Our solution led to relatively quick and painless company-wide adoption, and the periodic emails shaming owners of abusive datasets disappeared. This tool really did offer people a solution to a problem they were experiencing on a regular basis! Teams began building up ever more comprehensive policy files on their own volition and order was restored.
Over time, a number of common patterns emerged, prompting the inclusion of some syntactic sugar to reduce the verbosity of the XML files. We implemented support for macros (simple ant-like variable interpolation along with the ability to define macros both inline as well as externally or on the command line) and re-usable rule definitions:

  1. <policies>
  2.  <!– define a reusable pattern, addressable by it’s property name //–>
  3.  <property name=‘my-pattern’ value=‘^somefile-(\d{4})-(\d{2})-(\d{2})-(\d{2})-(\d{2})-(\d{2})-[\-\w\d]+-[0-9a-fA-F]{32}\.gz-md5[0-9a-fA-F]{32}$’ />
  4.  <!– define a reusable rule, addressable by it’s id //–>
  5.  <defRule id=“latest6Since6M”>
  6.    <any>
  7.      <latestN n=“6” />
  8.      <sinceNDays n=“180” />
  9.    </any>
  10.  </defRule>
  11.  <host uri=“qfs://”>
  12.    <regexPath path=“/path/to/some/files” filter=“${my-pattern}” action=“delete”>
  13.        <rule refid=“latest6Since6M” />
  14.    </regexPath>
  15.    <regexPath path=“/other/path/to/some/files” filter=“${my-pattern}” action=“delete”>
  16.      <rule refid=“latest6Since6M” />
  17.    </regexPath>
  18.  </host>
  19. </policies>

Furthermore, we implemented structured logging to the system, meaning any policy action performed on a file within the purview of our retention policy system is tracked and easily accessible for review. So, if a file suddenly goes missing we could easily determine whether it was intentionally deleted by a retention policy and, if so, which policy was specifically responsible for the deletion and when.
Last Thoughts
In order for the hundreds of MapReduce jobs in Quantcast’s production pipelines to be able to continuously deliver data according to strict SLAs, we had to make efficient use of Quantcast’s QFS storage system.

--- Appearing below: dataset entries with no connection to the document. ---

PR #1144, opened 2023-07-31
feat(preset-base): add opacity utility

anubra266:
Add the `opacity` utility to the base preset.


Msordet:
Thank you @anubra266 ! 🔥

PR #1161, opened 2023-08-02
feat: allow customizing layers

### LINKED ISSUE #1164: Panda css layers conflict with tailwind layers
### Description

Hi! Thank you for bringing Panda to life, I've loved the dx so far 

I'm using Panda to build a component library, when it comes to shipping it as a library, I found an issue with my current apps stack. My apps use Tailwind, and now I want to use both my component library and Tailwind in the same app (I'm talking about a Qwik app). But I found that Tailwind and Panda use the same name for some CSS layers, for example `base` and `utilities`

### Problem Statement/Justification

I'm getting the following error.

```
'@layer base' is used but no matching '@tailwind base' directive is present.
```

And this is a simplified version of my main css

```css
@import "@goevery/material-qwik/style"; /* My component library */
@import "./theme/tokens.css"; /* Some CSS var definitions */

@layer reset, base, tokens, recipes, utilities; /* Panda layers */

/* Tailwind config */
@tailwind base;
@tailwind components;
@tailwind utilities;
```

I already tried some solutions, like this import before importing my library CSS `@import 'tailwindcss/base';` but none of them work except for manually changing the name of the generated layers

### Proposed Solution or API

I think a good approach to maximize compatibility with other stacks is to add a prefix to the layers name, something like you did with class names prefixes.

### Alternatives

_No response_

### Additional Information

_No response_

anubra266:
Allow customizing layers Closes #1164
- [x] Builder
- [x] AtomicRule
- [x] Recipes
- [x] Stylesheet

CleanShot 2023-08-03 at 02 34 08@2x


packages/generator/src/artifacts/css/flat-css.ts
```diff
@@ -10,7 +10,9 @@ export const generateFlattenedCss = (ctx: Context) => (options: { files: string[
   const { theme: { keyframes } = {}, preflight, minify, staticCss } = ctx.config
 
   const unresolved = [
-    '@layer reset, base, tokens, recipes, utilities;',
+    `@layer ${Object.values(ctx.layers)
+      .map((l, i, arr) => (i === arr.length - 1 ? l : `${l}, `))
+      .join('')};`,
```
astahmer, line 15: I'm not sure about this, when running this code:

```ts
const layers = {  base: "base", tokens: "tokens", recipes: "recipes", reset: "reset", utilities: "utilities", other: "other" }

Object.values(layers).map((l, i, arr) => (i === arr.length - 1 ? l : `${l}, `))
      .join('')
```

I get this result, which is in the wrong order : `'base, tokens, recipes, reset, utilities, other'`

---
something like this looks a bit better

```ts
const layers = {  base: "base_suffixed", tokens: "tokens", recipes: "recipes", reset: "reset", utilities: "panda_utilities", other: "other" }

const layersStr = '@layer reset, base, tokens, recipes, utilities;'
const updated = Object.keys(layers).reduce((acc, name) => acc.replace(name, layers[name]), layersStr)

console.log(updated)
// `@layer reset, base_suffixed, tokens, recipes, panda_utilities;`
```

astahmer (approved):

juanpmarin:
Is this getting merged soon? :(

PR #1195, opened 2023-08-10
feat(generator): better cx

astahmer:
Closes https://github.com/chakra-ui/panda/discussions/874 https://github.com/chakra-ui/panda/discussions/931 https://github.com/chakra-ui/panda/discussions/1131

## 📝 Description

Make the `cx` smarter by merging and deduplicating the styles passed in

Example:

```tsx
<h1 className={cx(css({ mx: '3', paddingTop: '4' }), css({ mx: '10', pt: '6' }))}>Will result in "mx_10 pt_6"</h1>
```

kinda ? in a good way


astahmer:
currently cannot work due to RSC. 🫠
cant serialize `toString` since it's a function, we have to find another way to do that I guess

packages/studio/styled-system/css/css.mjs
```diff
@@ -28,15 +28,22 @@ const context = {
...
   },
 }
 
-export const css = createCss(context)
+const cssFn = createCss(context)
+export const cssCache = new Map()
+export const css = (styles) => {
+  const classNames = cssFn(styles)
+  cssCache.set(classNames, styles)
+  console.log({ classNames, styles })
```
segunadebayo, line 44: Looks good. Can we remove this log line?

packages/generator/src/artifacts/js/css-fn.ts
```diff
@@ -100,17 +100,24 @@ export function generateCssFn(ctx: Context) {
...
+            : `(key, value) => ({ className: \`$\{classNameByProp.get(key) || hypenateProperty(key)}${separator}$\{withoutSpace(value)}\` })`
         },
         ${utility.hasShorthand ? 'hasShorthand: true,' : ''}
         resolveShorthand: ${utility.hasShorthand ? 'resolveShorthand' : 'prop => prop'},
       }
     }
 
-    export const css = createCss(context)
+    const cssFn = createCss(context)
+    export const cssCache = new Map()
```
segunadebayo, line 114: We should consider using an LRU Cache here to avoid racking up too much memory. 

Creating a map cache that stores up to a certain size (say 500 entries) and resets afterward might help.

packages/studio/styled-system/css/css.mjs
astahmer: done !

theMasix:
@segunadebayo https://github.com/chakra-ui/panda/pull/2056#issuecomment-1902676458

astahmer:
> @segunadebayo [#2056 (comment)](https://github.com/chakra-ui/panda/pull/2056#issuecomment-1902676458)

this has been discarded in favor of css.raw a while ago 
https://github.com/chakra-ui/panda/blob/main/CHANGELOG.md#changed-15
https://panda-css.com/docs/concepts/merging-styles

theMasix:
@astahmer 
Thanks for your info.
What if we want to merge styles of some hierarchical components?

Suppose we have `IconButton` > `Button` > `ButtonBase` components that each of them is a wrapper around another

We want IconButton's styles to have the highest priorities.

Keep in mind that we pass `IconButton`'s styles to Button and Button's to `ButtonBase` using plain JSX `className` property.

We do not pass CSS object from the wrapper component. We only pass result of `cva`

astahmer:
then the `cx` approach makes sense yes

theMasix:
@astahmer It doesn't work when you enable hashing.

The #2056 solves the issue.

A well designed system for implementing retention policies turned out to be essential for running systems at our scale. By investing in a universal retention policy system we have been able to retain more useful data, ease the operational burden of deploying new production pipelines, and help ensure that our file system will not become a processing bottleneck.